TASK DIRECTIONS → Write out exactly what each line says, starting with the first line below and ending on the one with "is in alpha".

↓↓↓

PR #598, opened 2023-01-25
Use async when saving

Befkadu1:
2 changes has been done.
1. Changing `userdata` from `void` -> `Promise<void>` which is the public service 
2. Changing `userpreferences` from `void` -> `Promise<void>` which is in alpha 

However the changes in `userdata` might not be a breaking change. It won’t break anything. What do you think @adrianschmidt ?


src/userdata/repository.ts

↑↑↑

WRITTEN SOLUTION →
PR #598, opened 2023-01-25
Use async when saving

Befkadu1:
2 changes has been done.
1. Changing `userdata` from `void` -> `Promise<void>` which is the public service 
2. Changing `userpreferences` from `void` -> `Promise<void>` which is in alpha 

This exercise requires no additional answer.